The Boeckel family's roots have been firmly planted in the mefieval Alsace village of Mittelbergheim for 400 years or so, and it was in 1853 that one Fréderic Boeckel established the family business that flourishes there to this day.
The family's 23 hectares of vineyards are overseen today by brothers Jean-Daniel and Thomas Boeckel. They follow sustainable principles, and they acquire grapes from a further 20 hectares owned by other growers who follow the same quality-conscious principles. All the fruit is hand-harvested and then sorted on arrival at the winery to ensure that only the best grapes make it into the presses.
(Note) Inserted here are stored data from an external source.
Issue #162, opened 2021-04-23
[BUG]


82d28a:
**I am unable to set argument expiration_seconds to ...ubs.Binary.download_url because it is a property:**
 - OS: Windows
 - Carbon Black Cloud Products:  Enterprise EDR
 - Python Version: 3.8

**Describe the bug**
I am unable to set argument expiration_seconds to ...ubs.Binary.download_url because it is a property
When I pass in any argument I get ...TypeError: 'str' object is not callable

**Steps to Reproduce**
Steps to reproduce the behavior (Provide a log message if relevant):
file_pull = ubs.Binary(cb, sample_sha256_hash)
file_pull.download_url(expiration_seconds=30)

**Expected behavior**
download url string should be returned available for 30 seconds

**Screenshots**
none available

**Additional context**
no

avanbrunt-cb:
@82d28a We are going to pick up this bug in our next sprint

emitreva-cb:
This issue is fixed with the new release. Check : https://carbon-black-cloud-python-sdk.readthedocs.io/en/latest/unified-binary-store/

PR #169, opened 2021-05-11
Fixing issue 162 and one more bug and increase the test coverage

emitreva-cb:
## Pull request checklist

https://jira.carbonblack.local/browse/CBAPI-2567
https://github.com/carbonblack/carbon-black-cloud-sdk-python/issues/162

- [x] Yes
- [ ] No

download_url is no longer a property, but a method, so the proper way to get the dowload_url will be either file_pull.download_url(expiration_seconds=30) or file_pull.download_url()

## How Has This Been Tested?
With a python script.

### DIFF
--- a/docs/unified-binary-store.rst
+++ b/docs/unified-binary-store.rst
@@ -1,0 +1,54 @@
+Unified Binary Store
+====================
+
+The unified binary store (UBS) is a centralized service that is part of the Carbon Black Cloud. The UBS is responsible
+for storing all binaries and corresponding metadata for those binaries. The UBS comes packaged in with Enterprise EDR.
+
+Get Download URL
+----------------
+
+::
+
+    >>> from cbc_sdk import CBCloudAPI
+    >>> api = CBCloudAPI(profile='sample')
+    >>> from cbc_sdk.enterprise_edr.ubs import Binary
+    >>> ha256_hash = '8005557c1614c1e2c89f7db3702199de2b1e4605718fa32ff6ffdb2b41ed3759'
+    >>> binary = Binary(cb, ha256_hash)
+    >>> download_url = binary.download_url()
+
+*Note: This is going to generate download link for the binary that will be active for 1 hour (default expiration period).*
+
+Get Download URL Valid For Specific Period
+------------------------------------------
+
+We could set expiration period for the download link (in seconds).
+
+::
+
+    >>> from cbc_sdk import CBCloudAPI
+    >>> api = CBCloudAPI(profile='sample')
+    >>> from cbc_sdk.enterprise_edr.ubs import Binary
+    >>> ha256_hash = '8005557c1614c1e2c89f7db3702199de2b1e4605718fa32ff6ffdb2b41ed3759'
+    >>> binary = Binary(cb, ha256_hash)
+    >>> download_url = binary.download_url(expiration_seconds=30)
+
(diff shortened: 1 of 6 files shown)


avanbrunt-cb (approved):
Looks good. My one thought is we should add something to read the docs indicating that a `NonQueryableModel` error will still support the select by id but the search capability

emitreva-cb:
> Looks good. My one thought is we should add something to read the docs indicating that a `NonQueryableModel` error will still support the select by id but the search capability

Good point, added 

> Looks good. My one thought is we should add something to read the docs indicating that a `NonQueryableModel` error will still support the select by id but the search capability

Good point, I have included a guide how to obtain the download url with couple of ways to do it.

docs/unified-binary-store.rst
```diff
@@ -0,0 +1,54 @@
...
+
+Get Download URL
+----------------
+
+::
+
+    >>> from cbc_sdk import CBCloudAPI
+    >>> api = CBCloudAPI(profile='sample')
+    >>> from cbc_sdk.enterprise_edr.ubs import Binary
+    >>> ha256_hash = '8005557c1614c1e2c89f7db3702199de2b1e4605718fa32ff6ffdb2b41ed3759'
```
avanbrunt-cb, line 15: sha256_hash instead of ha256_hash

docs/unified-binary-store.rst
```diff
@@ -0,0 +1,54 @@
...
+    >>> binary = Binary(cb, ha256_hash)
+    >>> download_url = binary.download_url()
+
+*Note: This is going to generate download link for the binary that will be active for 1 hour (default expiration period).*
```
avanbrunt-cb, line 19: We should show an example value for what download_url will be

docs/unified-binary-store.rst
```diff
@@ -0,0 +1,54 @@
...
+
+    >>> from cbc_sdk import CBCloudAPI
+    >>> api = CBCloudAPI(profile='sample')
+    >>> from cbc_sdk.enterprise_edr.ubs import Binary
+    >>> ha256_hash = '8005557c1614c1e2c89f7db3702199de2b1e4605718fa32ff6ffdb2b41ed3759'
+    >>> binary = cb.select(Binary, ha256_hash)
+
+*Note: If we try to use* :code:`binary = cb.select(Binary)` *, it will fail with exception that the model is non queryable model.* 
+
+Find a full list of supported commands in the
```
avanbrunt-cb, line 52: I'm not sure what you mean by commands? Given this is the CBC SDK would it make more sense to reference the UBS portion of our Read the Docs? https://carbon-black-cloud-python-sdk.readthedocs.io/en/latest/cbc_sdk.enterprise_edr/#module-cbc_sdk.enterprise_edr.ubs

If there are additional API endpoints which we have not included in the CBC SDK then we need to create some stories and get them added

docs/unified-binary-store.rst
avanbrunt-cb: Apply in all locations

docs/unified-binary-store.rst
avanbrunt-cb: Apply in all locations

avanbrunt-cb (approved):

hkaragitliev-cb (approved):

lhilmes-cb (approved):

PR #170, opened 2021-05-12
CBAPI-2552: Fix bugs in helpers.py and increase test coverage

emitreva-cb:
## Pull request checklist

https://jira.carbonblack.local/browse/CBAPI-2552

- [ ] Yes
- [x] No

### DIFF
--- a/src/cbc_sdk/helpers.py
+++ b/src/cbc_sdk/helpers.py
@@ -92,7 +92,7 @@ def get_cb_cloud_object(args):
     return cb
 
 
-def get_object_by_name_or_id(cb, cls, name_field="name", id=None, name=None, force_init=True):
+def get_object_by_name_or_id(cb, cls, name_field="name", id=None, name='', force_init=True):
     """
     Locate an object in the API by either ID or name.
 
@@ -111,7 +111,7 @@ def get_object_by_name_or_id(cb, cls, name_field="name", id=None, name=None, for
     try:
         if id:
             attempted_to_find = "ID of {0:d}".format(id)
-            objs = [cb.select(cls, id, force_init=force_init)]
+            objs = [cb.select(cls, id)]
         else:
             attempted_to_find = "name {0:s}".format(name)
             objs = cb.select(cls).where("{0}:{1}".format(name_field, name))[::]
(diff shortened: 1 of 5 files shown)


src/cbc_sdk/helpers.py
```diff
@@ -92,7 +92,7 @@ def get_cb_cloud_object(args):
     return cb
 
 
-def get_object_by_name_or_id(cb, cls, name_field="name", id=None, name=None, force_init=True):
+def get_object_by_name_or_id(cb, cls, name_field="name", id=None, name='', force_init=True):
```
emitreva-cb, line 95: If name is not provided, then it fails to format it - attempted_to_find = "name {0:s}".format(name) and then fails with the error that  attempted_to_find is used before assignment.

src/cbc_sdk/helpers.py
```diff
@@ -111,7 +111,7 @@ def get_object_by_name_or_id(cb, cls, name_field="name", id=None, name=None, for
     try:
         if id:
             attempted_to_find = "ID of {0:d}".format(id)
-            objs = [cb.select(cls, id, force_init=force_init)]
```
emitreva-cb, line 114: As far as I saw NewBaseModel has force_init as parameter of the __init__, but not the classes that are inheriting that base class.

avanbrunt-cb (changes requested):
Can we also remove `parser.add_argument("--window", help="Define search window", default='3d')` from `build_cli_parser` as this argument is not needed for every parser. We will need to add it to any example scripts which use it but that should be a small change

src/cbc_sdk/helpers.py
```diff
@@ -111,7 +111,7 @@ def get_object_by_name_or_id(cb, cls, name_field="name", id=None, name=None, for
...
+            objs = [cb.select(cls, id)]
         else:
```
avanbrunt-cb, line 115: This function requires either an id or name we should through an error neither are provided. I would leave the `name=None` then convert the if else to an if elif else where the else raises an Exception indicating that either id or name should be provided. We should also consider the case where both are provided, do we want to fetch by id then verify if the name matches or raise an error before making an API request indicating only one can be specified

avanbrunt-cb (approved):
Thanks! Looks good

hkaragitliev-cb (approved):
LGTM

A slow, temperature-controlled fermentation follows and the wines are then aged in large wooden casks, ranging from 10 to 140 hectolitres in volume. Some of these casks are a hundred years old and the range of sizes allows individual vineyard parcels to be vinified separately. The wines may spend a year in barrel, and often longer for particular cuvées, but the intention is not to impart oak flavour and the age of the casks in tandem with a lining of thick tartrate deposits do not allow any such flavours to emerge from the wood.
Though the winery has been modernised in recent years there remains one vestige of the past that has been retained even though it is no longer used - a 250 metre electric 'bottle train' designed and installed by the Boeckels in 1950 to transport bottles from the bottling room to the cellars for storage, and thence to the labelling room, with the minimum of effort. It is a nod to the balance between tradition and innovation that is typical of the best producers in Alsace.
They have parcels in the grands crus of Wiebelsberg and of Zoetzenberg, the latter of which Mittelbergheim is best known for and where sylvaner takes precedence over other varieties.